━━━━━ RECORDED DATA
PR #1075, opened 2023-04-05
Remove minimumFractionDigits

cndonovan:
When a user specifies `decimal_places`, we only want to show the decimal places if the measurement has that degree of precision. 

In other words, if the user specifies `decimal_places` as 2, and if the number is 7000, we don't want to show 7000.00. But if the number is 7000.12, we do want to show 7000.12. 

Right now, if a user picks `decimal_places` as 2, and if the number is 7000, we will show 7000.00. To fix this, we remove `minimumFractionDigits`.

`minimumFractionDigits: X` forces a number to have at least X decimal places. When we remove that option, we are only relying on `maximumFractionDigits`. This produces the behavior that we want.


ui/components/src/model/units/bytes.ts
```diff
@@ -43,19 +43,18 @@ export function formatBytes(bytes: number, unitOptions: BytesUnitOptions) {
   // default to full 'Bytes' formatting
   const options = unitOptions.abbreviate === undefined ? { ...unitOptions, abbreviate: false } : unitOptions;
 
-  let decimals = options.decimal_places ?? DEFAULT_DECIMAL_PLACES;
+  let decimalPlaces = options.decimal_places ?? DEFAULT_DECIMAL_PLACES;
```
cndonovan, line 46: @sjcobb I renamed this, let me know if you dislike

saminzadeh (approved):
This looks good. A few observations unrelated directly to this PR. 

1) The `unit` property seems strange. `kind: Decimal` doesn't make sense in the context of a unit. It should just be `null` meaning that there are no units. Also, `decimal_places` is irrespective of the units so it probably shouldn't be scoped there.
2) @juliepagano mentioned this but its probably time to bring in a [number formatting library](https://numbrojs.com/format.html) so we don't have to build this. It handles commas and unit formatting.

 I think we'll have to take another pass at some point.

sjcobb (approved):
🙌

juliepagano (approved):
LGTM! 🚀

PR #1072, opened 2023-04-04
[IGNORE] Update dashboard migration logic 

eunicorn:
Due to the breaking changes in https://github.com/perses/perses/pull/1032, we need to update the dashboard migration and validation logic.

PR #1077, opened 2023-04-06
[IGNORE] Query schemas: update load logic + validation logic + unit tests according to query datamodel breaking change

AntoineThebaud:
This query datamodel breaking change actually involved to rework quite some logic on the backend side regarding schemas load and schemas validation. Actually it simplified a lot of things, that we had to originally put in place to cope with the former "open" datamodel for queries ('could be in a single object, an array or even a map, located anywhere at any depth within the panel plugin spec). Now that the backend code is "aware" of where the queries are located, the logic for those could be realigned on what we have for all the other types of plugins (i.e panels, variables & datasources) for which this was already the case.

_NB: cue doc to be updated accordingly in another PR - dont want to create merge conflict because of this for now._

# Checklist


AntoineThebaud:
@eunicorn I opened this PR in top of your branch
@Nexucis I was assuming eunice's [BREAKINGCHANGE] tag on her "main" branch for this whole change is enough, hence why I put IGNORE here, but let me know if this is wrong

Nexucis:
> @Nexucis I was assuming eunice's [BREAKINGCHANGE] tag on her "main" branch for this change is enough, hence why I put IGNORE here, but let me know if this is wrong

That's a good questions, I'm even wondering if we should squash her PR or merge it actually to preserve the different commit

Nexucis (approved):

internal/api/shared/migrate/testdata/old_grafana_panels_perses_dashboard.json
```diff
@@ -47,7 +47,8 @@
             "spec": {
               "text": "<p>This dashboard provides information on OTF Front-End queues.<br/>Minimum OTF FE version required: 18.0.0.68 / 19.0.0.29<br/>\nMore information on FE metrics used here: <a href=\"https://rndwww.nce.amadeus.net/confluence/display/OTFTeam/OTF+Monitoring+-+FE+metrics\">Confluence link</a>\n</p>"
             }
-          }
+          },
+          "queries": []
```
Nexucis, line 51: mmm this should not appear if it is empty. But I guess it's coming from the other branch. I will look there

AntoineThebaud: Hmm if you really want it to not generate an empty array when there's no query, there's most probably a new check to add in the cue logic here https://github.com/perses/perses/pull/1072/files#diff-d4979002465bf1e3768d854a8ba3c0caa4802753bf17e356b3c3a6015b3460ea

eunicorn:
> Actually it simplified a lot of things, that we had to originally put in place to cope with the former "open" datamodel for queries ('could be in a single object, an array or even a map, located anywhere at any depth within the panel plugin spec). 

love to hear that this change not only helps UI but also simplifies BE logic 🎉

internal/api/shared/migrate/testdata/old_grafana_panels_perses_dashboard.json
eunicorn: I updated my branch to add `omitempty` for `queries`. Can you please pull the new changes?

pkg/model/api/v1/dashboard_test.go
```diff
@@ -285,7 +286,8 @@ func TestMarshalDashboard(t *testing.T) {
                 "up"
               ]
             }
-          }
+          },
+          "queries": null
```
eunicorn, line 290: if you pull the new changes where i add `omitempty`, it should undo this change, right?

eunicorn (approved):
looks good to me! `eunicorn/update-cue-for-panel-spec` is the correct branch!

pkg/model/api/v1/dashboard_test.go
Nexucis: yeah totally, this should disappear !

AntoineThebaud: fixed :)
━━━━━━━━━━
━━━━━ RECORDED DATA
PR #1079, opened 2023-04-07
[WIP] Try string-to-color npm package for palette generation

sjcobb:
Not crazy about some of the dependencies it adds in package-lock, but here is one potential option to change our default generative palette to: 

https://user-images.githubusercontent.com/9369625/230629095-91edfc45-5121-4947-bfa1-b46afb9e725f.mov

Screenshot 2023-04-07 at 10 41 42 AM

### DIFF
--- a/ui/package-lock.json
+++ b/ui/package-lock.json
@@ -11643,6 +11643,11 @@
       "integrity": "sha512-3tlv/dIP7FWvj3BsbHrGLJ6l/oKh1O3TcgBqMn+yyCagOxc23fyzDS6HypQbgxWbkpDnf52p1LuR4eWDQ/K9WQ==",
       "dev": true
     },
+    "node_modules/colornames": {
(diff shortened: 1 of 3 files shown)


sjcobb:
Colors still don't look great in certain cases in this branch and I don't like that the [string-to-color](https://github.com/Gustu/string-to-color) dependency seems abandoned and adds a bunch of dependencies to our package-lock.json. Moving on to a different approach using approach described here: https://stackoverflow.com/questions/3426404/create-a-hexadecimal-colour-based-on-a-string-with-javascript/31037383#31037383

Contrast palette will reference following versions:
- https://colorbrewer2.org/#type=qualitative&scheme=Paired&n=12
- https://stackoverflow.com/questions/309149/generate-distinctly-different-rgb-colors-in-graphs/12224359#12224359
━━━━━━━━━━
- _WORK REQUIRED_: Where the line holding "looks good to" appears in the listing above, start reproducing exactly, and end with the line holding "AntoineThebaud: fixed :)".

- _SOLUTION TO THE PROBLEM_:
looks good to me! `eunicorn/update-cue-for-panel-spec` is the correct branch!

pkg/model/api/v1/dashboard_test.go
Nexucis: yeah totally, this should disappear !

AntoineThebaud: fixed :)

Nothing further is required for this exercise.